On Wednesday afternoon, Chris Pollone, an NBC News correspondent, told Al Jazeera that the storm had been focused on the Fort Myers and Sanibel Island areas, about 200km (124 miles) south of Tampa on the state’s western coast.
“That area is really getting pounded right now with high storm surge, also high winds, heavy rain,” Pollone said.
“They’re seeing cars floating in the streets, buildings are being overtopped by waves as this storm Ian pushes the water onshore.”
Florida Power and Light warned it could take days for electricity to be restored.
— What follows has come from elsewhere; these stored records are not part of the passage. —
Issue #266, opened 2026-07-06
Temporarily disable automatic claude-review workflow


d-morrison:
Disable the automatic `pull_request`-triggered Claude review (`.github/workflows/claude-code-review.yml`) for now, without removing the workflow file, so it can be re-enabled later.

Keep the `workflow_dispatch` path intact so the review can still be manually triggered (e.g. by `claude.yml`'s re-dispatch after an `@claude` run pushes commits) if needed.

PR #284, opened 2026-08-11
No default priors

sschildhauer:
Taking away default priors and forcing users to input their priors manually. Changing documentation accordingly. Priors are now listed as NULL in the input for prep_priors().

### DIFF
--- a/NEWS.md
+++ b/NEWS.md
@@ -2,6 +2,8 @@
 
 ## Internal
 
+* Took away default priors from `run_serodynamics()`. Users must manually 
+  specify priors now in order to run function.
 * Disabled the `@claude` agent bot.
   `.github/workflows/claude.yml`'s reactive triggers are commented out and its
   job carries `if: false`, so no comment, issue, or review event invokes the
--- a/R/prep_priors.R
+++ b/R/prep_priors.R
@@ -8,27 +8,24 @@
 #' @param mu_hyp_param A [numeric] [vector] of 5 values representing the prior
 #' mean for the population level parameters
 #' parameters (y0, y1, t1, r, alpha) for each biomarker.
-#' If specified, must be 5 values long, representing the following parameters:
-#'    - y0 = baseline antibody concentration (default = 1.0)
-#'    - y1 = peak antibody concentration (default = 7.0)
-#'    - t1 = time to peak (default = 1.0)
-#'    - r = shape parameter (default = -4.0)
-#'    - alpha = decay rate (default = -1.0)
+#' Must be 5 values long, representing the following parameters:
+#'    - y0 = baseline antibody concentration
+#'    - y1 = peak antibody concentration
+#'    - t1 = time to peak
+#'    - r = shape parameter
+#'    - alpha = decay rate
 #' @param prec_hyp_param A [numeric] [vector] of 5 values corresponding to
 #' hyperprior diagonal entries for the precision matrix (i.e. inverse variance)
 #' representing prior covariance of uncertainty around `mu_hyp_param`.
-#' If specified, must be 5 values long:
-#'    - defaults: y0 = 1.0, y1 = 0.00001, t1 = 1.0, r = 0.001, alpha = 1.0
+#' Must be 5 values long corresponding to the 5 estimated parameters.
 #' @param omega_param A [numeric] [vector] of 5 values corresponding to the
 #' diagonal entries representing the Wishart hyperprior
 #' distributions of `prec_hyp_param`, describing how much we expect parameters
 #' to vary between individuals.
-#' If specified, must be 5 values long:
-#'    - defaults: y0 = 1.0, y1 = 50.0, t1 = 1.0, r = 10.0, alpha = 1.0
+#' Must be 5 values long corresponding to the 5 estimated parameters.
 #' @param wishdf_param An [integer] [vector] of 1 value specifying the degrees
 #' of freedom for the Wishart hyperprior distribution of `prec_hyp_param`.
-#' If specified, must be 1 value long.
-#'    - default = 20.0
+#' Must be 1 value long.
 #'    - The value of `wishdf_param` controls how informative the Wishart prior
 #'      is. Higher values lead to tighter priors on individual variation.
 #'      Lower values (e.g., 5–10) make the prior more weakly informative,
@@ -36,8 +33,7 @@
 #' @param prec_logy_hyp_param A [numeric] [vector] of 2 values corresponding to
 #' hyperprior diagonal entries on the log-scale for the precision matrix
 #' (i.e. inverse variance) representing prior beliefs of individual variation.
-#' If specified, must be 2 values long:
-#'    - defaults = 4.0, 1.0
+#' Must be 2 values long.
 #'
 #' @returns A "curve_params_priors" object 
 #' (a subclass of [list] with the inputs to `prep_priors()` attached 
@@ -65,11 +61,11 @@
 #' @example inst/examples/examples-prep_priors.R
 
 prep_priors <- function(max_antigens,
-                        mu_hyp_param = c(1.0, 7.0, 1.0, -4.0, -1.0),
-                        prec_hyp_param = c(1.0, 0.00001, 1.0, 0.001, 1.0),
-                        omega_param = c(1.0, 50.0, 1.0, 10.0, 1.0),
-                        wishdf_param = 20,
-                        prec_logy_hyp_param = c(4.0, 1.0)) {
+                        mu_hyp_param = NULL,
+                        prec_hyp_param = NULL,
+                        omega_param = NULL,
+                        wishdf_param = NULL,
+                        prec_logy_hyp_param = NULL) {
 
   # Ensuring the length of specified priors is correct.
   # mu_hyp_param
--- a/man/prep_priors.Rd
+++ b/man/prep_priors.Rd
@@ -6,11 +6,11 @@
 \usage{
 prep_priors(
   max_antigens,
-  mu_hyp_param = c(1, 7, 1, -4, -1),
-  prec_hyp_param = c(1, 1e-05, 1, 0.001, 1),
-  omega_param = c(1, 50, 1, 10, 1),
-  wishdf_param = 20,
-  prec_logy_hyp_param = c(4, 1)
+  mu_hyp_param = NULL,
+  prec_hyp_param = NULL,
+  omega_param = NULL,
+  wishdf_param = NULL,
+  prec_logy_hyp_param = NULL
 )
 }
 \arguments{
@@ -20,37 +20,30 @@ antigen-isotypes (biomarkers) will be modeled.}
 \item{mu_hyp_param}{A \link{numeric} \link{vector} of 5 values representing the prior
 mean for the population level parameters
 parameters (y0, y1, t1, r, alpha) for each biomarker.
-If specified, must be 5 values long, representing the following parameters:
+Must be 5 values long, representing the following parameters:
 \itemize{
-\item y0 = baseline antibody concentration (default = 1.0)
-\item y1 = peak antibody concentration (default = 7.0)
-\item t1 = time to peak (default = 1.0)
-\item r = shape parameter (default = -4.0)
-\item alpha = decay rate (default = -1.0)
+\item y0 = baseline antibody concentration
+\item y1 = peak antibody concentration
+\item t1 = time to peak
+\item r = shape parameter
+\item alpha = decay rate
 }}
 
 \item{prec_hyp_param}{A \link{numeric} \link{vector} of 5 values corresponding to
 hyperprior diagonal entries for the precision matrix (i.e. inverse variance)
 representing prior covariance of uncertainty around \code{mu_hyp_param}.
-If specified, must be 5 values long:
-\itemize{
-\item defaults: y0 = 1.0, y1 = 0.00001, t1 = 1.0, r = 0.001, alpha = 1.0
-}}
+Must be 5 values long corresponding to the 5 estimated parameters.}
 
 \item{omega_param}{A \link{numeric} \link{vector} of 5 values corresponding to the
 diagonal entries representing the Wishart hyperprior
 distributions of \code{prec_hyp_param}, describing how much we expect parameters
 to vary between individuals.
-If specified, must be 5 values long:
-\itemize{
-\item defaults: y0 = 1.0, y1 = 50.0, t1 = 1.0, r = 10.0, alpha = 1.0
-}}
+Must be 5 values long corresponding to the 5 estimated parameters.}
 
 \item{wishdf_param}{An \link{integer} \link{vector} of 1 value specifying the degrees
 of freedom for the Wishart hyperprior distribution of \code{prec_hyp_param}.
-If specified, must be 1 value long.
+Must be 1 value long.
 \itemize{
-\item default = 20.0
 \item The value of \code{wishdf_param} controls how informative the Wishart prior
 is. Higher values lead to tighter priors on individual variation.
 Lower values (e.g., 5–10) make the prior more weakly informative,
@@ -60,10 +53,7 @@ which can help improve convergence if the model is over-regularized.
 \item{prec_logy_hyp_param}{A \link{numeric} \link{vector} of 2 values corresponding to
 hyperprior diagonal entries on the log-scale for the precision matrix
 (i.e. inverse variance) representing prior beliefs of individual variation.
-If specified, must be 2 values long:
-\itemize{
-\item defaults = 4.0, 1.0
-}}
+Must be 2 values long.}
 }
 \value{
 A "curve_params_priors" object
--- a/tests/testthat/test-run_serodynamics.R
+++ b/tests/testthat/test-run_serodynamics.R
@@ -27,7 +27,12 @@ test_that(
       nmc = 10,
       niter = 10, # Number of iterations
       strat = "strat", # Variable to be stratified
-      with_pop_params = TRUE
+      with_pop_params = TRUE,
+      mu_hyp_param = c(1.0, 7.0, 1.0, -4.0, -1.0),
+      prec_hyp_param = c(1.0, 0.00001, 1.0, 0.001, 1.0),
+      omega_param = c(1.0, 50.0, 1.0, 10.0, 1.0),
+      wishdf_param = 20,
+      prec_logy_hyp_param = c(4.0, 1.0)
     ) |>
       suppressWarnings()
 
@@ -95,7 +100,12 @@ test_that(
       strat = "bldculres", # Variable to be stratified by
       with_post = TRUE,
       with_pop_params = TRUE,
-      preclogy_per_iso = TRUE
+      preclogy_per_iso = TRUE,
+      mu_hyp_param = c(1.0, 7.0, 1.0, -4.0, -1.0),
+      prec_hyp_param = c(1.0, 0.00001, 1.0, 0.001, 1.0),
+      omega_param = c(1.0, 50.0, 1.0, 10.0, 1.0),
+      wishdf_param = 20,
+      prec_logy_hyp_param = c(4.0, 1.0)
     ) |>
       suppressWarnings()
 
@@ -204,7 +214,12 @@ test_that(
       strat = "bldculres", # Variable to be stratified by
       with_post = TRUE,
       with_pop_params = TRUE,
-      preclogy_per_iso = TRUE
+      preclogy_per_iso = TRUE,
+      mu_hyp_param = c(1.0, 7.0, 1.0, -4.0, -1.0),
+      prec_hyp_param = c(1.0, 0.00001, 1.0, 0.001, 1.0),
+      omega_param = c(1.0, 50.0, 1.0, 10.0, 1.0),
+      wishdf_param = 20,
+      prec_logy_hyp_param = c(4.0, 1.0)
     ) |>
       suppressWarnings()
 
--- a/DESCRIPTION
+++ b/DESCRIPTION
@@ -78,5 +78,4 @@ Depends:
     R (>= 4.1.0)
 LazyData: true
 VignetteBuilder: knitr, quarto
-Config/roxygen2/version: 8.0.0
-RoxygenNote: 8.0.0
+Config/roxygen2/version: 8.1.0
--- a/DESCRIPTION
+++ b/DESCRIPTION
@@ -1,6 +1,6 @@
 Package: serodynamics
 Title: Modeling Longitudinal Antibody Responses to Infection
-Version: 0.1.0.9013
+Version: 0.1.0.9014
 Authors@R: c(
     person("Peter", "Teunis", , "p.teunis@emory.edu", role = c("aut", "cph"),
            comment = c("Author of the method and original code.",
--- a/NAMESPACE
+++ b/NAMESPACE
@@ -23,30 +23,40 @@ export(serodynamics_example)
 export(sim_case_data)
 export(sim_n_obs)
 export(summarize_posterior)
-importFrom(dplyr,.data)
-importFrom(dplyr,all_of)
-importFrom(dplyr,filter)
-importFrom(dplyr,mutate)
-importFrom(dplyr,n)
-importFrom(dplyr,reframe)
-importFrom(dplyr,rename)
-importFrom(dplyr,rowwise)
-importFrom(dplyr,select)
-importFrom(dplyr,ungroup)
+importFrom(dplyr,
+  .data,
+  all_of,
+  filter,
+  mutate,
+  n,
+  reframe,
+  rename,
+  rowwise,
+  select,
+  ungroup
+)
 importFrom(ggmcmc,ggs)
-importFrom(ggplot2,autoplot)
-importFrom(ggplot2,theme_bw)
-importFrom(ggplot2,vars)
-importFrom(rlang,.data)
-importFrom(rlang,.env)
+importFrom(ggplot2,
+  autoplot,
+  theme_bw,
+  vars
+)
+importFrom(rlang,
+  .data,
+  .env
+)
 importFrom(runjags,run.jags)
-importFrom(serocalculator,get_biomarker_levels)
-importFrom(serocalculator,get_biomarker_names)
-importFrom(serocalculator,get_biomarker_names_var)
-importFrom(serocalculator,get_values)
-importFrom(serocalculator,ids)
-importFrom(serocalculator,ids_varname)
-importFrom(stats,complete.cases)
-importFrom(stats,quantile)
+importFrom(serocalculator,
+  get_biomarker_levels,
+  get_biomarker_names,
+  get_biomarker_names_var,
+  get_values,
+  ids,
+  ids_varname
+)
+importFrom(stats,
+  complete.cases,
+  quantile
+)
 importFrom(tidyr,pivot_wider)
 importFrom(utils,read.csv)
--- a/R/run_serodynamics.R
+++ b/R/run_serodynamics.R
@@ -5,7 +5,9 @@
 #'  [runjags::run.jags()] as an MCMC
 #'  Bayesian model to estimate antibody dynamic curve parameters.
 #'  The [rjags::jags.model()] models seroresponse dynamics to an
-#'  infection. The antibody dynamic curve includes the following parameters:
+#'  infection. Priors are required for modeling and must be specified prior to
+#'  running `run_serodynamics`. The antibody dynamic curve includes the 
+#'  following parameters:
 #'  - y0 = baseline antibody concentration
 #'  - y1 = peak antibody concentration
 #'  - t1 = time to peak
--- a/man/run_serodynamics.Rd
+++ b/man/run_serodynamics.Rd
@@ -80,34 +80,27 @@ antigen-isotypes (biomarkers) will be modeled.}
     \item{\code{mu_hyp_param}}{A \link{numeric} \link{vector} of 5 values representing the prior
 mean for the population level parameters
 parameters (y0, y1, t1, r, alpha) for each biomarker.
-If specified, must be 5 values long, representing the following parameters:
+Must be 5 values long, representing the following parameters:
 \itemize{
-\item y0 = baseline antibody concentration (default = 1.0)
-\item y1 = peak antibody concentration (default = 7.0)
-\item t1 = time to peak (default = 1.0)
-\item r = shape parameter (default = -4.0)
-\item alpha = decay rate (default = -1.0)
+\item y0 = baseline antibody concentration
+\item y1 = peak antibody concentration
+\item t1 = time to peak
+\item r = shape parameter
+\item alpha = decay rate
 }}
     \item{\code{prec_hyp_param}}{A \link{numeric} \link{vector} of 5 values corresponding to
 hyperprior diagonal entries for the precision matrix (i.e. inverse variance)
 representing prior covariance of uncertainty around \code{mu_hyp_param}.
-If specified, must be 5 values long:
-\itemize{
-\item defaults: y0 = 1.0, y1 = 0.00001, t1 = 1.0, r = 0.001, alpha = 1.0
-}}
+Must be 5 values long corresponding to the 5 estimated parameters.}
     \item{\code{omega_param}}{A \link{numeric} \link{vector} of 5 values corresponding to the
 diagonal entries representing the Wishart hyperprior
 distributions of \code{prec_hyp_param}, describing how much we expect parameters
 to vary between individuals.
-If specified, must be 5 values long:
-\itemize{
-\item defaults: y0 = 1.0, y1 = 50.0, t1 = 1.0, r = 10.0, alpha = 1.0
-}}
+Must be 5 values long corresponding to the 5 estimated parameters.}
     \item{\code{wishdf_param}}{An \link{integer} \link{vector} of 1 value specifying the degrees
 of freedom for the Wishart hyperprior distribution of \code{prec_hyp_param}.
-If specified, must be 1 value long.
+Must be 1 value long.
 \itemize{
-\item default = 20.0
 \item The value of \code{wishdf_param} controls how informative the Wishart prior
 is. Higher values lead to tighter priors on individual variation.
 Lower values (e.g., 5–10) make the prior more weakly informative,
@@ -116,10 +109,7 @@ which can help improve convergence if the model is over-regularized.
     \item{\code{prec_logy_hyp_param}}{A \link{numeric} \link{vector} of 2 values corresponding to
 hyperprior diagonal entries on the log-scale for the precision matrix
 (i.e. inverse variance) representing prior beliefs of individual variation.
-If specified, must be 2 values long:
-\itemize{
-\item defaults = 4.0, 1.0
-}}
+Must be 2 values long.}
   }}
 }
 \value{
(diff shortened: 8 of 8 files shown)


sschildhauer:
@claude, review

sschildhauer:
@claude, review

R/prep_priors.R
```diff
@@ -1,43 +1,39 @@
...
-#'    - y1 = peak antibody concentration (default = 7.0)
-#'    - t1 = time to peak (default = 1.0)
-#'    - r = shape parameter (default = -4.0)
-#'    - alpha = decay rate (default = -1.0)
+#' Must be 5 values long, representing the following parameters:
+#'    - y0 = baseline antibody concentration
+#'    - y1 = peak antibody concentration
+#'    - t1 = time to peak
+#'    - r = shape parameter
+#'    - alpha = decay rate
```
imelainew: `configure_decay_priors()` `R/decay_helpers.R:43-54` drops the 5th element of `mu_hyp_param`, `prec_hyp_param`, and `omega_param` before they reach JAGS. So with **exponential decay**, users now have to supply a `r` `(shape`) prior that's silently discarded, which was invisible when defaults existed, but is now something they actively choose and don't get.

Would it be worth adding a `cli::cli_inform()` in `configure_decay_priors()` noting the 5th prior isn't used? (Accepting 4-element vectors would be cleaner but needs `decay_type` threaded into `prep_priors()`) Not blocking and happy to defer.

tests/testthat/test-prep_priors.R
```diff
@@ -13,3 +8,17 @@ test_that("priors are modifiable", {
...
+    expect_error()
+})
+
+test_that("Expect error when only some supplied", {
+  prep_priors(max_antigens = 2, 
+              mu_hyp_param = c(1.0,  5.0, 0.0, -2.0, -3.0),
+              omega_param = c(1.0, 50.0, 1.0, 5.0, 1.0),
+              wishdf_param = 15,
+              prec_logy_hyp_param = c(4.0, 1.0)) |>
+    expect_error()
```
imelainew: A question rather than a correction, I couldn't run R to check.
If we reverted `R/prep_priors.R:76` to the duplicated `length(mu_hyp_param`) check, this call would pass all five length checks (`mu_hyp_param is valid`) and then error anyway at `prec_hyp[k.test, , ] <- diag(NULL)` on zero-length replacement. If so, the bare `expect_error()` passes under the old bug too.

Would `expect_error`(`"Need to specify 5 priors for.*prec_hyp_param"`) pin it down? Same idea for line 14. Might be worth a quick local revert to confirm first.

vignettes/articles/getting-started.qmd
```diff
@@ -139,7 +139,12 @@ fitted_model <- run_serodynamics(
   nadapt = 100,    # Adaptation iterations
   nburn = 100,     # Burn-in iterations  
   nmc = 10,        # Samples per chain (use 1000+ for real analysis)
-  niter = 20       # Total iterations (use 2000+ for real analysis)
+  niter = 20,       # Total iterations (use 2000+ for real analysis)
+  mu_hyp_param = c(1.0, 7.0, 1.0, -4.0, -1.0), # Prior mean for the population level parameters
+  prec_hyp_param = c(1.0, 0.00001, 1.0, 0.001, 1.0), # Hyperprior precision matrix
+  omega_param = c(1.0, 50.0, 1.0, 10.0, 1.0), # Wishart hyperprior distributions
+  wishdf_param = 20, # Degrees of freedom for the Wishart hyperprior distribution
+  prec_logy_hyp_param = c(4.0, 1.0) # Hyperprior  precision matrix
```
imelainew, line 195: These are exactly the old defaults. That's the right choice for keeping the vignette output stable, but it means the getting-started doc now hands users five numbers to copy without saying where they came from or how to adjust them, which recreates the default, just in the docs instead of the code.

Would a sentence above this chunk help? Something like "these values are reasonable starting points for enteric fever serology (see Teunis et al. 2016); adjust based on your biomarker and expected kinetics." Non-blocking, but it seems close to the point of removing the defaults.

imelainew (commented):
Three non-blocking things below. The one on `test-prep_priors.R` is a question rather than a correction. If that test does hold up, I'm happy to approve.

R/prep_priors.R
sschildhauer: acknowledged in prep_priors for cli_abort options passing decay_type through

tests/testthat/test-prep_priors.R
sschildhauer: This line was meant to test if only one prior is missing will the test still error. I wasn't writing it in response to the old bug. But, I think it is better to be more specific. I added a piece saying what the expected error might be.

vignettes/articles/getting-started.qmd
sschildhauer: I think this is an ongoing discussion and something we might want to change in the future. As you said, these were taken from a typhoid analysis that Dr. Teunis was conducting, but I think we may want to ask Ezra and Kristen their thoughts on what priors we should have user-facing. If this passes, I can create an issue to further explore what these priors should be.

imelainew: Sounds good, agreed this belongs in a separate discussion with Ezra and Kristen. Could you link the issue here once you create it? Happy to resolve this thread then.

R/prep_priors.R
```diff
@@ -65,24 +66,34 @@
...
-                        wishdf_param = 20,
-                        prec_logy_hyp_param = c(4.0, 1.0)) {
+                        mu_hyp_param = NULL,
+                        prec_hyp_param = NULL,
+                        omega_param = NULL,
+                        wishdf_param = NULL,
+                        prec_logy_hyp_param = NULL,
+                        decay_type = "power") {
 
   # Ensuring the length of specified priors is correct.
```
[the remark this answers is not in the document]
sschildhauer: Added match.arg but kept default as power because we don't anticipate people using exponential close to as much

R/prep_priors.R
```diff
@@ -1,43 +1,44 @@
...
-#' parameters (y0, y1, t1, r, alpha) for each biomarker.
-#' If specified, must be 5 values long, representing the following parameters:
-#'    - y0 = baseline antibody concentration (default = 1.0)
-#'    - y1 = peak antibody concentration (default = 7.0)
-#'    - t1 = time to peak (default = 1.0)
-#'    - r = shape parameter (default = -4.0)
-#'    - alpha = decay rate (default = -1.0)
+#' parameters (y0, y1, t1, r, alpha) for each biomarker. When `
+#' decay_type == "exponential"` only 5 parameters (y0, y1, t1, alpha) are used.
+#' Must be 5 values long, representing the following parameters:
```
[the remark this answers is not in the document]
sschildhauer: Fixed the documentation as directed

R/prep_priors.R
```diff
@@ -65,24 +66,34 @@
...
+                        decay_type = "power") {
 
   # Ensuring the length of specified priors is correct.
   # mu_hyp_param
-  if (length(mu_hyp_param) != 5) {
+  if (length(mu_hyp_param) != 5 && decay_type == "power") {
     cli::cli_abort("Need to specify 5 priors for {.arg mu_hyp_param}")
+  } else if (length(mu_hyp_param) != 4 && decay_type == "exponential") {
+    cli::cli_abort("Need to specify 4 priors for {.arg mu_hyp_param}
+                   when decay_type == exponential")
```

As a precaution, hundreds of residents were evacuated from several nursing homes in the Tampa area, where hospitals also were moving some patients.
Residents rushed in advance of the storm’s impact to board up their homes, stash precious belongings on upper floors and flee.
“You can’t do anything about natural disasters,” said Vinod Nair, who drove inland from the Tampa area on Tuesday with his wife, son, dog and two kittens seeking a hotel in the tourist district of Orlando. “We live in a high-risk zone, so we thought it best to evacuate.”
Ian, which is set to move across central Florida before emerging in the Atlantic Ocean late on Thursday, was the fifth-strongest hurricane in terms of wind speed to strike the US as it made landfall.
Among the other storms was Hurricane Charley, which hit nearly the same spot on Florida’s coast in August 2004, killing 10 people and causing damage valued at $14bn.